● Task brief: Show each line of the records in which the word "that" occurs.

(Beginning of Supplied information)

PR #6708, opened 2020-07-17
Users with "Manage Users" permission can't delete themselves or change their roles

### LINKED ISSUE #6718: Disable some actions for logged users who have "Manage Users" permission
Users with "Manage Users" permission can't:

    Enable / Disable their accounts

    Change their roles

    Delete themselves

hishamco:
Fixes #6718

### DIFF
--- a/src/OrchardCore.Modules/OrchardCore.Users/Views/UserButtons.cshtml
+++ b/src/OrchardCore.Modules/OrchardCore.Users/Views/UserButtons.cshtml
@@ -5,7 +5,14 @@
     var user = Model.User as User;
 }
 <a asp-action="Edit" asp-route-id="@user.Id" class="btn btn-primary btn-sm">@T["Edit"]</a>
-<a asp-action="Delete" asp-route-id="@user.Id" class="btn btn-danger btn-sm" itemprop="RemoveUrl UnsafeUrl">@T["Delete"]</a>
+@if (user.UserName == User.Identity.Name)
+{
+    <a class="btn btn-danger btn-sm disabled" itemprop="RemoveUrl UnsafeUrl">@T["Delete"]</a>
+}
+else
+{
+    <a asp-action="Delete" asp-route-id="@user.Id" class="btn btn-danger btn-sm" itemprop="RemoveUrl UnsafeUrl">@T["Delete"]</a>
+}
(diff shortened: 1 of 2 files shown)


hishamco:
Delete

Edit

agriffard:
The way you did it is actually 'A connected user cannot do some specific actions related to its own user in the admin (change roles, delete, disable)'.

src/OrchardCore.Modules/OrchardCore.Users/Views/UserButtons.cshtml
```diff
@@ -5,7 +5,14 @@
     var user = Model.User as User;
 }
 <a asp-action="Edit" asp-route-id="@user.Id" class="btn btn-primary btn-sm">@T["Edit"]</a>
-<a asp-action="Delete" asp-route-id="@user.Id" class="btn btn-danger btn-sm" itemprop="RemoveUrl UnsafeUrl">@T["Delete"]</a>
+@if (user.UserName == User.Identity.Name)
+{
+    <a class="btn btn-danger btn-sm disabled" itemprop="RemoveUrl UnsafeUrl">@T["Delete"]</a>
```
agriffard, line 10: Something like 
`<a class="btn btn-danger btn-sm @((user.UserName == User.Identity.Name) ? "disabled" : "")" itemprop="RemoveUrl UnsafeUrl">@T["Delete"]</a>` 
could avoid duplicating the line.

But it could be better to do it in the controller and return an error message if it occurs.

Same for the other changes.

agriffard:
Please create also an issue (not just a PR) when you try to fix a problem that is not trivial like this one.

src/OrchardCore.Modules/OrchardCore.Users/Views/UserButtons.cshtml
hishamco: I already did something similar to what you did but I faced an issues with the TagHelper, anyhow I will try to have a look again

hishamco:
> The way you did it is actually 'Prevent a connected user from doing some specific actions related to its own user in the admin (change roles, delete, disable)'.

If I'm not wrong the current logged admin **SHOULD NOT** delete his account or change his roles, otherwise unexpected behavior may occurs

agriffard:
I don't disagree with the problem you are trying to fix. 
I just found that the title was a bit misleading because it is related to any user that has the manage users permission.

(End of Supplied information)

● Answer below:
Please create also an issue (not just a PR) when you try to fix a problem that is not trivial like this one.
I just found that the title was a bit misleading because it is related to any user that has the manage users permission.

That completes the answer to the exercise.